Question

How do you find the period of $y=\sin \left( \dfrac{x}{3} \right)$ ?

Answer 1

Hint: To find the period of the above trigonometric function $y=\sin \left( \dfrac{x}{3} \right)$, we will substitute x as $\left( x+T \right)$ then the value of y when x is substituted is same as the value of y when x as $\left( x+T \right)$ has been substituted. So, “T” here is the period of the given function. To find this value of “T”, we know the period of $\sin x$ is $2\pi $ so using this we can find the period for $\sin \left( \dfrac{x}{3} \right)$.

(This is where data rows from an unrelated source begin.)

Issue #2213, opened 2021-05-18
Random Intensity transforms for test-time augmentation


han-liu:
Hi,

Test-time augmentation is a helpful tool to use but it seems that currently only spatial transformations are included for TTA. Intensity transformations such as Random contrast are not invertible transforms and thus cannot be used in current TTA implementation. Is there a way that I can use intensity transforms as TTA? Thanks.

han-liu:
@rijobro @tvercaut Thanks for the clarification and I think what @tvercaut proposed here is a great feature to be added to TTA.

rijobro:
@tvercaut to take the example of `GaussianNoise`, the inverse of the spatial component of that transform is identity, because obviously adding Gaussian noise doesn't modify the image spatially. Having said that, I think it would be complicated for us to therefore say that a pseudo of the inverse can be given as identity. Because at that point, we're saying that the most important component of the inverse is the spatial component. This may or may not be true, but I'm not sure we really want to make a decision either way. 

A potential solution might be to have something like:

```python
def inverse(self, x):
    x = self.spatial_inverse(x)
    x = self.intensity_inverse(x)
    # any other types of inverse
    ...
```
But I think this starts to get messy and is probably overkill for what we want. And no, we don't have different inverses depending on the network type.

PR #2217, opened 2021-05-19
inverse adjust contrast

rijobro:
Starts to address https://github.com/Project-MONAI/MONAI/issues/2213.

### Description
Add inverse for `AdjustContrastd` and `RandAdjustContrastd`.

### Status
**Ready**

### Types of changes

### DIFF
--- a/monai/transforms/intensity/array.py
+++ b/monai/transforms/intensity/array.py
@@ -623,7 +623,7 @@ class AdjustContrast(Transform):
     """
     Changes image intensity by gamma. Each pixel/voxel intensity is updated as::
 
-        x = ((x - min) / intensity_range) ^ gamma * intensity_range + min
+        x' = ((x - min) / intensity_range) ^ gamma * intensity_range + min
 
     Args:
         gamma: gamma value to adjust the contrast as function.
@@ -642,6 +642,16 @@ class AdjustContrast(Transform):
         img_min = img.min()
         img_range = img.max() - img_min
         return np.power(((img - img_min) / float(img_range + epsilon)), self.gamma) * img_range + img_min
+
+    @staticmethod
+    def inverse(img: Union[np.ndarray, torch.Tensor], old_min: float, old_max: float, gamma: float):
+        """Inverse method. Pass the min and max of the original image, as well as the
+        gamma that was used. Inverse is:
+
+            x = old_min + old_range * ((x' - old_min) / old_range) ** (1/gamma)
+        """
+        _range = old_max - old_min
+        return old_min + _range * ((img - old_min) / _range) ** (1 / gamma)
 
 
 class RandAdjustContrast(RandomizableTransform):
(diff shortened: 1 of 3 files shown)


wyli (approved):
thanks! there might be an implicit int->float casting in the forward, not sure whether we should consider that in the inverse, perhaps could refactor that later

Nic-Ma:
Hi @rijobro ,

I have a concern about this PR:
If we use `AdjustContrastd` in the transform chain for `image` during inference, and want to invert `pred` based on the transform_info of `image`. How to avoid inverting this transform but invert other spatial transforms?

Thanks in advance.

rijobro:
The applied transforms are stored in a list, so we could simply manipulate the list as we need. Untested example might be like this:

```python
def remove_transforms(transforms: list, to_be_removed: list):
    return [t for t in transforms if t["class"] not in to_be_removed]

transforms = remove_transforms(data["image_transforms"], ["AdjustContrastd"])
```

We could potentially formalise this using a withable or putting it in the Inverter logic:


```python
ts = data["image_transforms"]
with InvertibleTransform.skipInverses(ts, ["AdjustContrastd"]):
    ts.inverse(data)
```

Nic-Ma:
Hi @rijobro ,

Thanks for your proposal, but is there any use case to avoid only 1 of same transforms?
For example:
```py
Resized(keys="img", spatial_size=[128, 128, 128]),
RandSpatialCrop(keys="img", random_size=True),
Resized(keys="img", spatial_size=[64, 64, 64]),
```
And only skip the first `Resized`.
So in summary, I am not sure we should skip transforms by **class name** or instance **unique ID**.
@wyli @ericspod , what do you think? Or any other ideas?
We also need to think about how to enhance the `Invertd` transform for this feature request.

Thanks.

rijobro:
I think there could be lots of different reasons for wanting to do the inverse of some, but not all of the applied transforms, so there won't be any "one size fits all" solution.

I don't think we often use multiple instances of the same transform, but If the user wanted to skip the first `Resized`, then they could just do it via indexing: `d["image_transforms] = d["image_transforms][1:]`. Random transforms are appended even if `do_transform` was false (below threshold probability), meaning the length of invertible transforms will remain constant and indexing can be safely used.

Nic-Ma:
Hi @rijobro ,

Could you please help create a PR to enhance the `Invertd` transform for this issue?
Inverting is heavily used in our internal projects now, once users use `AdjustContrastd` transform, it will cause issue..

Thanks in advance.

rijobro:
Glad to hear that the inverse functionality is being used! Sure, I'll create a draft PR and we can discuss if the solution is acceptable there.

Nic-Ma:
Cool, sounds good!
Thanks.

wyli:
perhaps could have a `SpatialTransform` interface? because in many cases we want to invert the spatial ones only.

rijobro:
Similar to my suggestion here: https://github.com/Project-MONAI/MONAI/issues/2213#issuecomment-846906915.

I wonder if we're getting a little too complicated -- what about transforms that are a mix of spatial and intensity, what about invertible transforms that are neither spatial or intensity (we don't have any yet, but may in the future).

Would it be worth scheduling a meeting for our transforms? We may want to unify certain things to make them more future-proof.

wyli:
sure @rijobro let's have a Teams chat soon...

PR #1952, opened 2021-04-05
remove unused RandomizableTransform

wyli:
### Description
fixes a few usage of `RandomizableTransform`:
- a few transforms inherit `RandomizableTransform` but doesn't initialise it (addresses "`__init__` method from the base class not called PYL-W0231")
- a few transforms have `super().__init__(prob=1.0, do_transform=True)`, effectively not using the `RandomizableTransform`, therefore change to inherit `Randomizable` for clarity
- all cache-based datasets now check isinstance `Randomizable` instead of  `Randomizable` as the defining property
- partly fixes a few "Attribute defined outside `__init__` PYL-W0201"

### Status
**Ready**

### Types of changes

- [x] Non-breaking change (fix or new feature that would not break existing functionality).
- [x] Integration tests passed locally by running `./runtests.sh -f -u --net --coverage`.
- [x] Quick tests passed locally by running `./runtests.sh --quick --unittests`.
- [x] In-line docstrings updated.
- [x] Documentation updated, tested `make html` command in the `docs/` folder.

PR #2219, opened 2021-05-19
array transforms inherit Transform

wyli:

minor fixes for the array transforms, follow-up of https://github.com/Project-MONAI/MONAI/pull/1952

### Status
**Ready**

### Types of changes

### DIFF
--- a/monai/apps/deepgrow/transforms.py
+++ b/monai/apps/deepgrow/transforms.py
@@ -61,7 +61,7 @@ class FindAllValidSlicesd(Transform):
         return d
 
 
-class AddInitialSeedPointd(Randomizable):
+class AddInitialSeedPointd(Randomizable, Transform):
     """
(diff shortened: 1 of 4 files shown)


Nic-Ma (approved):

rijobro:
All of these should have probable inherited from `RandomizableTransform`, as opposed to `Randomizable` and `Transform` independently. I'll create a follow up PR.

wyli:
but the concepts of `do_transform` and `prob` from `RandomizableTransform` are not needed in these transforms, I feel in heriting that API is not needed

rijobro:
Ah I see. Ok, thanks!

rijobro:
Although perhaps for the sake of continuity across all of our random transforms, it would be nice if they also had a `prob` argument. This wouldn't be backwards compatible though, so probably not worth it.

PR #2222, opened 2021-05-20
2026 Make all the data temporarily available for post transforms

### LINKED ISSUE #2026: Provide all available data in `engine.state.output` of workflows

Hi @ericspod @wyli @rijobro ,

The problem and idea is that:
currently, MONAI post transforms(independent with ignite) execute on the `engine.state.output` dict, the post transforms can't get some useful information in `engine.state.batch`, for example, the meta_dict of images or some transform information we put in the `engine.state.batch`. As @vfdev-5 and I discussed in the ignite ticket: https://github.com/pytorch/ignite/issues/1923, I think we need to shallow-copy the data of `engine.state.batch` into `engine.state.output`, then `post transforms` and `handlers` can get all the available data from only 1 dict.
The data flow can run through all the components and no need to write 2 lambda funs (`batch_transform` and `output_transform`) in handlers, we can use `keys` to get expected data directly.
I didn't find any benefit to split the data flow into `state.batch` and `state.output` in MONAI.
For the first step, I plan to change this line as aligned with @vfdev-5 :
https://github.com/Project-MONAI/MONAI/blob/master/monai/engines/trainer.py#L160
into:
```py
engine.state.output = dict(engine.state.batch)
engine.state.output.update({Keys.IMAGE: inputs, Keys.LABEL: targets})
```
Then we can use `engine.state.output` in post transforms and handlers as the overall data flow, and no need to get data from `engine.state.batch` anymore.

Do you guys have any comments?

Thanks in advance.

Nic-Ma:
Fixes #2026 .

### Description
This PR tried to temporarily combine `batch` and `output` to make all the data available for post transforms.

### Status
**Ready**

### Types of changes


monai/engines/workflow.py
```diff
@@ -162,7 +162,20 @@ def _register_post_transforms(self, posttrans: Callable):
 
         @self.on(IterationEvents.MODEL_COMPLETED)
         def run_post_transform(engine: Engine) -> None:
```
wyli, line 164: could you make it a post transform handler? I feel in that way we could support arbitrary execution order...

Nic-Ma: I see your point.
But I feel that is a big breaking change for current MONAI workflow, it will remove the `post_transform` arg of MONAI engines, need to update many tutorials or tests, and break all the NVIDIA Clara 4.0 products which are built based on current MONAI workflows API.
Maybe we can discuss within MONAI & Clara teams first then make a separate PR?
This PR is just an enhancement, will not break anything so far.
What do you think?

Thanks.

wyli: I think `post_transform` is a wrong terminology here anyway... it should be postprocessing

wyli: if it's a handler, we can attach it to engine by default so that it's non-breaking, what do you think?

Nic-Ma: Hi @wyli ,

Or maybe we can keep current post transform logic and develop a new handler called `PostTransform` or `PostProcessing`, users can still use current post transforms in MONAI engines directly, or set it to `None` and use the new `PostTransform` handler. Or even use both.
What do you think?

Thanks.

wyli: sounds good to me, thanks!

Nic-Ma: Thanks, I created a separate ticket to track that feature: https://github.com/Project-MONAI/MONAI/issues/2223, will make a PR for it when our handler discussion with ignite team is ready.
And we may also add `MetricHandler` for current MONAI metrics, because ignite metrics are handlers in theory, but it's more complicated to achieve and based on ignite `Metric` base class. We can discuss it later.

About the `post transform` naming, some other DL papers or docs also use it:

Complete step-by-step answer:
The function given above which we have to find the period is as follows:
$y=\sin \left( \dfrac{x}{3} \right)$
To know the period of the above function, first of all, we should know the period of $\sin x$.
The period of any function is found when the below equation holds true:
$f\left( x+T \right)=f\left( x \right)$
Now, taking $f\left( x \right)=\sin x$ in the above function we get,
$\Rightarrow \sin \left( x+T \right)=\sin x$
Now, we are going to find the period of $\sin x$ and we know the period of $\sin x$ as $2\pi $ so substituting $T=2\pi $ in the above equation we get,
$\Rightarrow \sin \left( x+2\pi \right)=\sin x$
Also, from the trigonometric properties, we know that:
$\sin \left( 2\pi +\theta \right)=\sin \theta $
So, using the above relation the equation we have just written above this property holds true.
$\Rightarrow \sin \left( x+2\pi \right)=\sin x$ ……. Eq. (1)
Hence, we have shown $2\pi $ as the period of $\sin x$.
Now, to find the period of $\sin \left( \dfrac{x}{3} \right)$, we need some T so that on putting x as $\left( x+T \right)$ we get the same function as $\sin \left( \dfrac{x}{3} \right)$. We are writing mathematically what we have just described we get,
$\Rightarrow \sin \left( \dfrac{x+T}{3} \right)=\sin \left( \dfrac{x}{3} \right)$
Rearranging the expression written in the bracket in the L.H.S of the above equation we get,
$\Rightarrow \sin \left( \dfrac{x}{3}+\dfrac{T}{3} \right)=\sin \left( \dfrac{x}{3} \right)$
Now, the above equation holds true when $\dfrac{T}{3}$ becomes $2\pi $. This we can say from eq. (1) so equating $\dfrac{T}{3}$ to $2\pi $ we get,
$\Rightarrow \dfrac{T}{3}=2\pi $
Cross multiplying the above equation we get,
$\begin{align}
  & \Rightarrow T=3\left( 2\pi \right) \\
 & \Rightarrow T=6\pi \\
\end{align}$
Hence, we got the period of $\sin \left( \dfrac{x}{3} \right)$ as $6\pi $.

Note: The similar problem which can be possible is that you might ask to find the period for $\cos \left( \dfrac{x}{3} \right)$ which is the same as that of $\sin \left( \dfrac{x}{3} \right)$ because for $\cos \left( \dfrac{x}{3} \right)$, we need the period for $\cos x$ and the period of $\cos x$ is same as that of $\sin x$ i.e. $2\pi $ so the period for $\cos \left( \dfrac{x}{3} \right)$ is same as that of $\sin \left( \dfrac{x}{3} \right)$ which is equal to $6\pi $.